## PROMPT
An exact, complete copy of the lines below is the expected answer.

(Beginning of EXTRACTED INFORMATION)

PR #783, opened 2025-01-10
Align message to behavior for MA0157

### LINKED ISSUE #782: MA0157 phrasing is unclear
### Version of the Meziantou.Analyzer NuGet package

2.0.185

### Rule Identifier

MA0157

### Target Framework

net9.0

### C# Language version

C# 13

### Description

Updated the issue because at first I thought it was a bug, now I think I'm just confused :)

Based on the examples for MA0156
```csharp
// compliant
IAsyncEnumerable<string> FooAsync() => throw null;

// non-compliant
IAsyncEnumerable<string> Foo() => throw null;
```
and MA0157
```csharp
// compliant
IAsyncEnumerable<string> Foo() => throw null;

// non-compliant
IAsyncEnumerable<string> FooAsync() => throw null;
``` 
it looks like they're mutually exclusive. The first is for when you want an `Async` suffix for methods that return an `IAsyncEnumerable<T>` and the second is for when you don't want that. So we can choose which style we prefer by enabling either one of them.

If my understanding is correct, then the naming "MA0157 - Do not use 'Async' suffix when a method does not return IAsyncEnumerable<T>" seems confusing and doesn't represent what's going on. Because it's still about cases that _do_ return an `IAsyncEnumerable<T>`. Am I getting this right?

martindisch:
Closes #782.


meziantou:
Thanks for the improvement!

You'll need to fix the message in the test `Meziantou.Analyzer.Test.Rules.MethodsReturningAnAwaitableTypeMustHaveTheAsyncSuffixAnalyzerTests.IAsyncEnumerableWithSuffix`. Then, I'll merge it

(End of EXTRACTED INFORMATION)

## WORKED SOLUTION
PR #783, opened 2025-01-10
Align message to behavior for MA0157

### LINKED ISSUE #782: MA0157 phrasing is unclear
### Version of the Meziantou.Analyzer NuGet package

2.0.185

### Rule Identifier

MA0157

### Target Framework

net9.0

### C# Language version

C# 13

### Description

Updated the issue because at first I thought it was a bug, now I think I'm just confused :)

Based on the examples for MA0156
```csharp
// compliant
IAsyncEnumerable<string> FooAsync() => throw null;

// non-compliant
IAsyncEnumerable<string> Foo() => throw null;
```
and MA0157
```csharp
// compliant
IAsyncEnumerable<string> Foo() => throw null;

// non-compliant
IAsyncEnumerable<string> FooAsync() => throw null;
``` 
it looks like they're mutually exclusive. The first is for when you want an `Async` suffix for methods that return an `IAsyncEnumerable<T>` and the second is for when you don't want that. So we can choose which style we prefer by enabling either one of them.

If my understanding is correct, then the naming "MA0157 - Do not use 'Async' suffix when a method does not return IAsyncEnumerable<T>" seems confusing and doesn't represent what's going on. Because it's still about cases that _do_ return an `IAsyncEnumerable<T>`. Am I getting this right?

martindisch:
Closes #782.


meziantou:
Thanks for the improvement!

You'll need to fix the message in the test `Meziantou.Analyzer.Test.Rules.MethodsReturningAnAwaitableTypeMustHaveTheAsyncSuffixAnalyzerTests.IAsyncEnumerableWithSuffix`. Then, I'll merge it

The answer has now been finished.